Figure 9. HTR6 and SSTR3 CTs associate with ciliary trafficking adapter TULP3.

(A, B) Schematic and protocol of BioID2 proximity labeling assay. HEK293T cells were cotransfected with plasmids encoding EGFP-TEV-Stag-TULP3 and a fusion protein containing the extracellular and transmembrane regions of CD8α (aa 1–206), the C-terminal tail (CT) or third intracellular loop (IC3) of a G protein-coupled receptor, the BioID2 biotin ligase, and an HA epitope. In presence of biotin (50 μM, 16 h), BioID2 biotinylates surrounding proteins in a proximity-dependent manner. After cell lysis, TULP3 was affinity purified by two sequential immunoprecipitations (IP) and its biotinylation assessed by Western blot (WB). (C) SDS–PAGE and WB analysis of immunoprecipitated S-tagged TULP3 (top two panels) and of the cleared cell lysates (bottom two).

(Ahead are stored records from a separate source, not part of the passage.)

PR #197, opened 2026-07-22
Advanced GNN modeling Tier 0,1: training hygiene + multi-statistic readout

spencervenancio:
This PR adds complexity the baseline GNN model. It's part of a 3 tiered plan laid out in `gnn/PLAN_advanced_modeling.md`.  I will roll out tiers 2 and 3 in a future PR.  

The additions are summarized as follows: 

**Training hygiene.** The GNN's training loop was bare-bones: plain Adam, plain BCE loss, a fixed number of epochs, and it reported the model at its final epoch even if that epoch was already overfit. This adds the standard training controls — class-weighted loss (pCR-positive is the minority class), weight decay, gradient clipping, a learning-rate scheduler, early stopping, and picking the best epoch by validation loss instead of taking the last one. Each control defaults to the old behavior, so existing runs are unaffected unless a config turns it on.

**Better graph readout.** Before the classifier, the model averaged every node down to a single mean, which discards the peaks and spread that carry the signal — a plain tabular model on those same statistics was outperforming the GNN. This lets the readout combine the mean with max and sum pooling, so the graph keeps its extremes, not just its average. The default stays mean-only, so it's backward compatible.

**How it runs.** New config files define the experiment arms (a frozen baseline reproducing the old behavior, a training-hygiene arm, and a readout arm) plus the Slurm scripts to launch them. Both new code paths have unit tests.

**One honest result.** A single-cohort (DUKE) re-run showed the readout gain did not hold up — it was a cross-cohort artifact, not a genuine improvement. That's logged in the project lab notebook. It does not block this PR: the readout is off by default, and this is exactly why it stays gated behind the frozen-baseline comparison rather than being switched on.

**Backward compatibility.** Every new option defaults to the historical behavior. The shared config defaults did shift, so the baseline config files pin the old values explicitly to keep reproducing the original numbers.

### DIFF
--- a/.gitignore
+++ b/.gitignore
@@ -235,3 +235,6 @@ presentations/
 
 # Design Docs
 docs/design/
+
+# Dev-phase decision gates (throwaway scaffolding, deleted at end of dev)
+gnn/dev_gates/
--- a/config.py
+++ b/config.py
@@ -162,6 +162,14 @@ DEFAULT_CONFIG: dict[str, Any] = {
         # gnn/DESIGN_segment_graph.md.
         "gnn_node_mode": "voxel",
         "gnn_node_features": ["peak_time", "radius"],
+        # Whole-graph readout for GCNClassifier (voxel/segment): "mean"
+        # (default, the original single global_mean_pool -- fully backward
+        # compatible), "mean_max", or "mean_max_sum". Concatenating max/sum
+        # pools keeps the distributional tails that mean-pool discards; see
+        # gnn/PLAN_advanced_modeling.md decision D2.1 and gnn/model.py
+        # POOLING_WIDTHS. Junction mode (EdgeGNNClassifier) ignores this and
+        # always mean-pools for now.
+        "gnn_pooling": "mean",
         # Edge features for node_mode="junction" (segment-as-edge, Option A):
         # the segment summary rides on the edges there. Empty for voxel/segment
         # mode, which carry no edge features. Uses the seg_* vocabulary (see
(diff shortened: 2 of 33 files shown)


annawoodard (approved):
@spencervenancio This is excellent work! You've thought carefully about isolating each modeling change, pairing folds and seeds, preserving a frozen baseline for comparison, and reporting the Duke null result honestly. The configurable readout is also implemented cleanly and tested well. I found one issue we should fix before merging: the outer held-out fold is currently used for the plateau scheduler, early stopping, and selection of the best epoch, and then that same fold supplies the reported OOF predictions and AUC. That creates model-selection leakage because the held-out labels influence which checkpoint is evaluated, so the reported CV performance can be optimistically biased. Please make an inner training/early-stopping split within each outer training fold and keep the outer fold completely untouched until the final prediction. We don't need to preserve the behavior of every older GNN config as we move forward, but the PR shouldn't say all existing runs are unaffected: gnn.yaml can remain explicitly frozen for the scientific comparison while the other configs adopt the improved shared defaults. One quick fail-fast improvement would also be to reject an unrecognized `lr_scheduler` value instead of silently treating it as none. Finally, I'd soften "it was a cross-cohort artifact" to "the apparent full-cohort gain didn't replicate when retrained on Duke alone." The Duke result establishes non-replication, but it doesn't by itself identify cohort mixing as the cause. 

Great work! To keep things moving, I'm going ahead and approving, I assume you'll address these points and then merge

In the IPs, NeutrAvidin-HRP was used to detect TULP3 biotinylation (top) and anti-Stag antibody to detect its total levels. In the lysates, anti-EGFP and anti-HA tag antibodies were used to detect EGFP-TEV-Stag-TULP3 and the CD8 fusions, respectively. Molecular weight markers are indicated on the right (kD). (C, D, E) Biotinylated TULP3 signal, relative to total TULP3 signal in IPs, was quantitated from n = 5 independent experiments like the one in (C). Biotinylation by IC3 constructs (D) and by CT constructs (E) was normalized relative to β2AR-IC3 and β2AR-CT, respectively. Data are mean ± SEM and were analyzed by one-way ANOVA followed by Dunnett’s multiple comparison tests. Significance shown as P < 0.0001 (****).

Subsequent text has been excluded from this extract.